После триумфа нас принимал зампредседателя Спорткомитета БССР. Мне случайно попалась на глаза “объективка”: “… с 1984г. (ранее эпизодически) занимается у А. Капенгута”. Эта ситуация напомнила, как в том же 1984 г. гостренер Спорткомитета БССР Е. Мочалов отказался присваивать мне 2-ю (!) тренерскую категорию, и только работа в группе подготовки А. Карпова к матчам с Г. Каспаровым, позволила вернуть первую категорию, которая к этому времени была у меня около 10 лет.

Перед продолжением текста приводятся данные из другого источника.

PR #849, opened 2021-01-21
Fix hittable when hittable_list is meant.

NAThompson:


NAThompson:
This is incorrect since hittable_list inherits from hittable; my bad!

PR #854, opened 2021-02-03
Tweaks

hollasch:
Random tweaks

### DIFF
--- a/books/RayTracingInOneWeekend.html
+++ b/books/RayTracingInOneWeekend.html
@@ -2062,7 +2062,7 @@ that the pointer is to a class, which the “class material” in the hittable c
         point3 p;
         vec3 normal;
     ~~~~~~~~~~~~~~~~~~~~~~~~~~~~~~~~~~~~~~~~~~~~~~~~~~~~~~~~~~~~~~~~~~~~~~~~~~~~~~~~~~ C++ highlight
-        shared_ptr<material> mat_ptr;
+        shared_ptr<material> mat;
     ~~~~~~~~~~~~~~~~~~~~~~~~~~~~~~~~~~~~~~~~~~~~~~~~~~~~~~~~~~~~~~~~~~~~~~~~~~~~~~~~~~~~~~~~~~~~ C++
         double t;
         bool front_face;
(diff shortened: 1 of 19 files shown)


trevordblack:
Near as I can tell, The changelog needs to have the changes made from surface texture and possibly rotate_y

hollasch:
Regarding the changelog, see the single item under `The Next Week`. For `rotate_y`, are you talking about the bug I just fixed? That was introduced during `dev-major` development, so wouldn't get an entry in the changelog.

trevordblack:
Sounds good.

books/RayTracingInOneWeekend.html
```diff
@@ -1842,7 +1842,8 @@
     ~~~~~~~~~~~~~~~~~~~~~~~~~~~~~~~~~~~~~~~~~~~~~~~~~~~~~~~~~~~~~~~~~~~~~~~~~~~~~~~~~~~~~~~~~~~~ C++
     if (world.hit(r, interval(0.001, infinity), rec)) {
     ~~~~~~~~~~~~~~~~~~~~~~~~~~~~~~~~~~~~~~~~~~~~~~~~~~~~~~~~~~~~~~~~~~~~~~~~~~~~~~~~~~~~~~~~~~~~~~~~
-    [Listing [reflect-tolerance]: <kbd>[main.cc]</kbd> Calculating reflected ray origins with tolerance]
+    [Listing [reflect-tolerance]: <kbd>[main.cc]</kbd>
+    Calculating reflected ray origins with tolerance]
```
trevordblack, line 1846: Can/should this be indented?

trevordblack (approved):
Good change.

These might seem like a bunch of small changes, but they really help remove a lot of the clutter in the source.

books/RayTracingInOneWeekend.html
hollasch: Yeah, I tried it, but honestly it all looks awkward. It's sensitive to which characters the line breaks on, and the multiple different brackets just make it look even more awkward. Flush left was the best I found.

После окончания школы, Л. Бондарь уговорил Борю поступать в институт физкультуры, но прием в тот год был только на заочное отделение по …шашкам, однако, на следующий год, он смог перейти на шахматную специализацию. При этом по многим соображениям ему надо было устроиться на работу. Помог директор ДЮСШ, где я работал старшим тренером, В. Высоцкий, взявший Борю на полставки.

Как я уже писал в предыдущей главе, в эти годы много времени отнимала подготовка к публикации различных вариантов моих исследований Модерн Бенони.

Как досадный казус, вспоминаю историю выхода «Шахматных семестров». В конце 70-х Саша Любошиц, отдыхая в Сочи, познакомился с директором «Вышэйшай школы», который предложил издать книгу по шахматам, слегка адаптированную к тематике издательства. Дополнительный заработок привлекал, но мой друг совершенно не представлял, на что он подписался. Подозреваю, в его намерения входило желание покрасоваться на обложке со мной, при этом само собой подразумевалось, что я ее всю напишу. Конечно, я сразу объяснил, что у меня работы «выше крыши» и предложил соавтором Леню Бондаря. Я искренно хотел, чтобы мои друзья что-то написали, пришлось обрисовать свое видение будущего произведения, воплотившееся в подписание договора с издательством в качестве специального редактора. Однако пунктира оказалось недостаточно, и пришлось не только составить детальный план, но и намечать конкретные позиции для очередной главы. Леня приходил ко мне как на работу, но при этом надо отметить, что он искренно был благодарен. Месяцы шли, а Саша за работу так и не брался, а через год  вообще категорически отказался, но без него директор мог зарубить книгу. Для спасения Лениного труда мы пригласили в соавторы Зяму Лившица, который начал требовать от меня как спецредактора такого же участия, как и с Леней. Конечно, надо было все бросить, но мне было неудобно перед Сашей, которого я подбивал на эту авантюру и перед Леней, с горем пополам написавшего свою часть. В итоге я потратил времени на эту книгу в несколько раз больше, чем требовалось для написания самому.

Шахматные семестры

В предыдущей главе я рассказывал, как мне пришлось обратиться за рецензией на «Индийскую Защиту» к заслуженному тренеру СССР, тренеру-секунданту чемпиона мира Зайцеву. Игорь охотно согласился, но не захотел подписывать готовый текст, а, затребовав рукопись, с интересом её изучил, естественно, с превосходным отзывом.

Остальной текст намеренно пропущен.